## Exercise aim
Extract each line of the records below that contains the word "docs".

## Provided data
^^^^

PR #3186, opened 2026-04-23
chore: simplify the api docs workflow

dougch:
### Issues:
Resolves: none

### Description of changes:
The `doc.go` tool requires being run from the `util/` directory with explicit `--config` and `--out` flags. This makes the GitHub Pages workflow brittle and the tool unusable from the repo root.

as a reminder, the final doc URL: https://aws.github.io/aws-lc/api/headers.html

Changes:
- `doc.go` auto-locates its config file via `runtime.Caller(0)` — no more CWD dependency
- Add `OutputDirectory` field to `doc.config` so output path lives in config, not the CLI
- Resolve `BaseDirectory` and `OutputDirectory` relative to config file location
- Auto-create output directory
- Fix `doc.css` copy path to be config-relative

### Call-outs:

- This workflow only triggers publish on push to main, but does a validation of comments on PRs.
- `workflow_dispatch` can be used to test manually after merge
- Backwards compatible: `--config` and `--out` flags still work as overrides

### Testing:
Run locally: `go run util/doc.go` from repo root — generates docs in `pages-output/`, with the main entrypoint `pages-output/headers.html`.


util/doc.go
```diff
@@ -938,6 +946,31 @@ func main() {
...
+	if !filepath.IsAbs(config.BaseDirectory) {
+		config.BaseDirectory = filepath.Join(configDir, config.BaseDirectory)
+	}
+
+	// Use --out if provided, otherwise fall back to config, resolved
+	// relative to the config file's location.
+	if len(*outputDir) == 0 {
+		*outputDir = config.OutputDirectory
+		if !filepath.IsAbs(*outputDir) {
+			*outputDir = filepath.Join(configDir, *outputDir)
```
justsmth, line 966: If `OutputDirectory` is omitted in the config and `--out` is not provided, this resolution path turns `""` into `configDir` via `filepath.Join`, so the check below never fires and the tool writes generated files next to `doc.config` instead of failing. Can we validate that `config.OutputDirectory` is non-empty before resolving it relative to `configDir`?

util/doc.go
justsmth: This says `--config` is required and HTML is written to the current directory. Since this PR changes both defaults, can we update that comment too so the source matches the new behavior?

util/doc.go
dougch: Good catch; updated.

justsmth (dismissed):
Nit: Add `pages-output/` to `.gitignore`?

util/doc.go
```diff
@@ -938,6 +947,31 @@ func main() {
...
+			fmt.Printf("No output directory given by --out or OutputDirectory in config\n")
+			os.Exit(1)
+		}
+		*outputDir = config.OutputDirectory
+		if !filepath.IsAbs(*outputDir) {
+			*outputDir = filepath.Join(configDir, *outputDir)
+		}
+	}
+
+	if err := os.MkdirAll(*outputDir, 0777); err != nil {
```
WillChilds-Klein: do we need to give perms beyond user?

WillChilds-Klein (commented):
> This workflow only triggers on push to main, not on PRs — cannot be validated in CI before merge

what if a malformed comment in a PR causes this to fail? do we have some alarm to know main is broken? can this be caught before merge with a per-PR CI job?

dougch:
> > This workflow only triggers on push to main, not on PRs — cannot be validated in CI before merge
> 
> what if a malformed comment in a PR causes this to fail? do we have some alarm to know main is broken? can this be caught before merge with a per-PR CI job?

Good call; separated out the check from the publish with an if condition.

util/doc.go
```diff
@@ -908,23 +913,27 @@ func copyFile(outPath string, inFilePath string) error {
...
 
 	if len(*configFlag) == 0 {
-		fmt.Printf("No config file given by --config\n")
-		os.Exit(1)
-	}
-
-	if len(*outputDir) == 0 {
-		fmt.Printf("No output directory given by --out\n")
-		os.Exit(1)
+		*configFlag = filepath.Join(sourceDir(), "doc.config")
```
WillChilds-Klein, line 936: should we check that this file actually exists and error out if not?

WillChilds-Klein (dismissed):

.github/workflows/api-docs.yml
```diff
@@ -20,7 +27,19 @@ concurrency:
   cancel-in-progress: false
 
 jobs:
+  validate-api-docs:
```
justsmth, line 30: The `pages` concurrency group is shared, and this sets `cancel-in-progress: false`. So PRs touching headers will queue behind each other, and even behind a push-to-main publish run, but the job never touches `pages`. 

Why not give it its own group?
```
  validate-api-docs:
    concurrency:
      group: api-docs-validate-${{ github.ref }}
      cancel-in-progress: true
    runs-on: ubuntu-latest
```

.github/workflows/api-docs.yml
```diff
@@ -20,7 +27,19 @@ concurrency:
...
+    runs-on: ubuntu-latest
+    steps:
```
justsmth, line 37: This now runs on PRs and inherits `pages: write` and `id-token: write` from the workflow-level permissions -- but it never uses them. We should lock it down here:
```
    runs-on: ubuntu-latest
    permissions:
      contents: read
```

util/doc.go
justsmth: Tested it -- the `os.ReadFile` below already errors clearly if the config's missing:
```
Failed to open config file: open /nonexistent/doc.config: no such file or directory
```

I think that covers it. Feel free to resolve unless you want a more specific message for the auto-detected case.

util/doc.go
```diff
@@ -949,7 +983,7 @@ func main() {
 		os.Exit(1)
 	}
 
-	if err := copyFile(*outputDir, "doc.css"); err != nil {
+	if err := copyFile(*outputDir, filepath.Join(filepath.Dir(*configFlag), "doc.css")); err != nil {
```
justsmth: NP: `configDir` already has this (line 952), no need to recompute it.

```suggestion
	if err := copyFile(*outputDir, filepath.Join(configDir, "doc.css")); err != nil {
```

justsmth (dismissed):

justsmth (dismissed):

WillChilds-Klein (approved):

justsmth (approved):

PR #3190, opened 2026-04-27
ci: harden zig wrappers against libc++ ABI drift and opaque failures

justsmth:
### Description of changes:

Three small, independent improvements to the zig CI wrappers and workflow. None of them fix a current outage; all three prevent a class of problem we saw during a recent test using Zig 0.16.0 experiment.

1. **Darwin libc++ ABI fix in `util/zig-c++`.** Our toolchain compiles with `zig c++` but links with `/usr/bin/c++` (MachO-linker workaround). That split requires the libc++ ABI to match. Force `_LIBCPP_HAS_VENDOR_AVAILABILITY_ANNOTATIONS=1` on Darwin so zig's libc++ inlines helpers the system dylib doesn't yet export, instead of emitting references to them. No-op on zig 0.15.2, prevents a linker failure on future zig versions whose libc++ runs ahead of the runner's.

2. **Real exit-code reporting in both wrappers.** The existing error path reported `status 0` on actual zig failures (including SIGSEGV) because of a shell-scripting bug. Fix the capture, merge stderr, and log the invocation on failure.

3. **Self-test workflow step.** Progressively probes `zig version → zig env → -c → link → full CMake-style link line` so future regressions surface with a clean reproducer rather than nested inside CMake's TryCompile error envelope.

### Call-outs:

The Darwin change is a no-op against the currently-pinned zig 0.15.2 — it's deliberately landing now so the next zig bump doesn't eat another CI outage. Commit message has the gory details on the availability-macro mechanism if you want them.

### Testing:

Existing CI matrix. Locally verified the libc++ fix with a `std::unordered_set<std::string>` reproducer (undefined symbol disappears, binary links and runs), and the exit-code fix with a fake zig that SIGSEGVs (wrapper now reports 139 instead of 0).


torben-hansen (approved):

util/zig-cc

^^^^

## Task response
chore: simplify the api docs workflow
Run locally: `go run util/doc.go` from repo root — generates docs in `pages-output/`, with the main entrypoint `pages-output/headers.html`.
.github/workflows/api-docs.yml
+  validate-api-docs:
  validate-api-docs:
      group: api-docs-validate-${{ github.ref }}
.github/workflows/api-docs.yml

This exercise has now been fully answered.